Le projet se structure en quatre phases:
- Préparation des ateliers et co-construction du cadre de recherche (2024) + recrutement des participants (financé par tissage) + réponse à l’appel à projet de la région Bretagne “Recherche et société” pour un financement plus large du projet
- Animation des ateliers d’improvisation théâtrale (février-juin 2025)
- Représentation théâtrale à Rennes, Brest et Saint Brieuc (juin-septembre 2025)
- Exploitation des données et co-conception d’un livrable “hybride” (2026)
Nous en sommes actuellement à la phase 1.
Le projet TISSAGE a pour objectif de favoriser les rencontres entre les citoyen·nes, les chercheur·ses et les décideur·ses. Quel est l'impact souhaité du projet pour la société civile ?
Le projet aspire à collaborer aux grandes transitions du territoire tout en favorisant la participation à l’espace public démocratique comme espace de partage des expériences individuelles et de débat sur ce qui fonde le commun. C’est ainsi, en définissant la prison comme un commun mal connu, et en donnant toute leur place aux paroles et aux récits pluriels de tous ceux et celles qui l’ont connu (ancien·nes surveillant·es, ancien·nes détenu·es, familles de détenu·es, etc.) que le projet défend une conception renouvelée du dialogue entre sciences et société par l’intermédiation du théâtre. En pensant la circulation des savoirs, la co-construction et la co-habitation des récits et la mise en scène à destination du public, ce sont ainsi les enjeux sociaux et démocratiques des processus de recherche et l’expérience commune et hybride qu’ils déploient que nous souhaitons inscrire, à l’échelle régionale, dans les défis de l’inclusion et de la cohésion sociale.
En quoi ce projet est-il innovant ?
Le projet s’inscrit dans la logique des transitions sociales et citoyennes et notamment dans l’objectif de développer le dialogue entre sciences et société. Dans un contexte de débats sur les enjeux sociaux démocratiques, sur la sécurité et les politiques pénales et plus précisément sur la reconversion d’usage des anciens lieux de détention, ce projet se pense comme une proposition de dialogue et de réflexivité partagée entre les citoyens, les artistes et les chercheur·es en sciences sociales sur la question des prisons et de l’enfermement. Le cadre scientifique et la méthodologie défendue empruntent aux recherches sur le processus créatif, à la recherche-création et aux outils de l’éducation populaire. Ils se positionnent très clairement dans le champ des recherches participatives en sciences humaines et sociales et aspirent à engager une réflexion pionnière dans ce domaine en associant la co-construction de nouveaux savoirs en histoire (notamment sur l’histoire des prisons bretonnes) et la diffusion de la culture scientifique par la mise en scène théâtrale du processus de recherche.
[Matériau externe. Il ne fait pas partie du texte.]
PR #240, opened 2022-06-22
Feature/add esp32 wroom32

electricfungi:
add esp32-wroom-32x

### DIFF
--- a/components/espressif/esp32-wroom-32.stanza
+++ b/components/espressif/esp32-wroom-32.stanza
@@ -1,0 +1,200 @@
+; When renaming the stanza package name below, also rename it in the folder stanza.proj
+; See docs.jitx.com for help
+#use-added-syntax(jitx)
+defpackage ocdb/espressif/esp32-wroom-32:
+  import core
+  import collections
+  import jitx
+
+  import jitx/commands
+  import ocdb/defaults
+  import ocdb/land-patterns
+  import ocdb/tolerance
+  import ocdb/box-symbol
+  import ocdb/bundles
+  import ocdb/land-protrusions
+  import ocdb/design-vars
+
+public pcb-enum ocdb/espressif/esp32-wroom-32/esp32-wroom-package-type :
+  esp32-type-E
+  esp32-type-UE
+
+pcb-pad esp32-edge :
+  smd-pad(0.85, 0.9)
+
+pcb-pad esp32-middle :
+  smd-pad(0.9, 0.9)
+
+pcb-landpattern esp32-wroom (package:ocdb/espressif/esp32-wroom-32/esp32-wroom-package-type) :
+  val num-pins = 38                 ; number of pins of the component
+  val pitch = 1.27                 ; pitch of the pins of the component
+  val lead-span = tol(18.0,0.15)  ; the overall length of the component, from terminal-edge to terminal-edge
+  val package-x = 18.0    ; the x of the package 
+  var package-y = 19.2     ; the y of the package
+  val terminal-x = tol(0.85,0.0)   ; the x of the terminals
+  val terminal-y = tol(0.9,0.0)    ; the y of the terminals
+  val lead-fillets = lead-fillets(LeadlessConcaveCastellated, DENSITY-LEVEL)
+  var offset = 0.0
+  if (package is esp32-type-E) : 
+    package-y = 25.5
+    offset = (25.5 - 19.2) / 2.0
+  inside pcb-landpattern:
+    ;----------------------------------------------------
+    ; Compute adjustments to dimensions using IPC formula
+    val ipc = ipc-formula(
+      lead-span, terminal-x, terminal-y, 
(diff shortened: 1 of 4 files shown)


components/espressif/esp32-wroom-32.stanza
```diff
@@ -0,0 +1,277 @@
...
+
+  var package-string = "UE"
+  var package-desc = ", UMCX"
+  if pcb-antenna? :
+    package-string = "E" 
+    package-desc = ", PCB Antenna"
+
+  var temp-text = "N"
+  if high-temp:
+    if memory == 4 :
```
m-hilgendorf, line 46: Normally for cases like this we'd prefer to have an `ensure-...` function that is called first at the top of the function to validate the parameters of the generator, since it can be difficult to validate the conditions in one place, which is really easy to check (and extend).

components/espressif/esp32-wroom-32.stanza
```diff
@@ -0,0 +1,277 @@
...
+  description = string-join(["Module, ESP32, "package-desc mem-text ", WiFi 802.11b/g/n, Bluetooth v4.2 +EDR, Class 1, 2 and 3 Transceiver, Surface Mount"])
+  manufacturer = "Espressif" 
+  reference-prefix = "U"
+
+  pin EN 
+  port IO : pin[[0 2 4 5 12 13 14 15 16 17 18 19 21 22 23 25 26 27 32 33 34 35]]
+  pin RXD0 
+  pin TXD0 
+
+  pin-properties :
```
m-hilgendorf, line 65: It's been awhile since I've done this - is it valid to mix pin definitions and pin properties like this? (or necessary?)

components/espressif/esp32-wroom-32.stanza
```diff
@@ -0,0 +1,277 @@
...
+      require io:io-pin[2] from esp32
+      ocdb-uart.tx => io[0].p
+      property(io[0].p.digital-output) = DigitalOutput(CMOSOutput(min-max(0.0, 0.1 * 3.3), min-max(0.8 * 3.3, 3.3)), false, esp32.P3V3, esp32.GND)
+      ocdb-uart.rx => io[1].p
+      property(io[1].p.digital-input) = DigitalInput(0.25 * 3.3, 0.75 * 3.3, esp32.P3V3, esp32.GND, 50.0e-9)  
+
+  schematic-group(self) = ESP32
+
+; ================================================== Land Pattern ==================================================
+pcb-landpattern esp32-wroom (pcb-antenna?:True|False) :
```
m-hilgendorf, line 200: Is there a doc link for the package? Just curious if this is a weird one that the generators don't help with

utils/land-patterns.stanza
```diff
@@ -1132,7 +1132,7 @@ public pcb-landpattern smd-testpoint-pkg (d:Double) :
 
 ; Helper struct to contain the results of the IPC formula in section 3 of 
 ; 7351-B
-defstruct IpcResults:
+public defstruct IpcResults:
```
m-hilgendorf, line 1135: :+1:

utils/land-protrusions.stanza
```diff
@@ -26,6 +26,7 @@ public pcb-enum ocdb/land-patterns/leads/LandProtrusionType:
   SmallRectangularLeads,  ; Leads for rectangular components (chip capacitors, resistors, inductors) smaller than 0601
   BigRectangularLeads,    ; Leads for rectangular components (chip capacitors, resistors, inductors) 0601 or larger
   CylindricalLeads,       ; Cylindrical end cap leads
+  LeadlessConcaveCastellated, ; Lead less chip carrier leads
```
m-hilgendorf, line 29: Nice!

m-hilgendorf (approved):
A handful of style comments and one question that I think I know the answer to, otherwise looks great!

components/espressif/esp32-wroom-32.stanza
electricfungi: https://www.espressif.com/sites/default/files/documentation/esp32-wroom-32e_esp32-wroom-32ue_datasheet_en.pdf
this is where I can use the most help

m-hilgendorf: Yea that's what I figured, it's a weird one that doesn't fit the existing generators well. I don't think we have a working custom LGA (which would be the closest to this example) that will work. I think reusing the internals is appropriate until we can design a more generic generator that can handle these cases, but it's not obvious if that's possible.

components/espressif/esp32-wroom-32.stanza
electricfungi: assigning IO explicitly is required, but I removed the others

components/espressif/esp32-wroom-32.stanza
electricfungi: that has more lines of code in this case.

C’est en ce sens que le projet se veut innovant et en rupture avec la logique “extrativiste” de l’histoire orale en repensant à nouveaux frais la posture des chercheur.se.s et la participation citoyenne à la recherche (scientifique et créative). Enfin, ce projet favorise le dialogue et la collaboration entre le tissu associatif, le monde de la recherche et les citoyen·nes à l’échelle rennaise et régionale par la composition des ateliers de théâtre mais aussi plus largement par la tournée du spectacle et des ateliers auprès d’un vaste public dans plusieurs villes bretonnes elles-mêmes confrontées à la fermeture de leurs établissements pénitentiaires. Il s’agit alors de mobiliser des outils pratiques et théoriques pour faire de la question carcérale non plus un tabou collectif mais une opportunité de tisser le lien social par un propos complexe et accessible, polyphonique et objectivé, à l’échelle du territoire breton.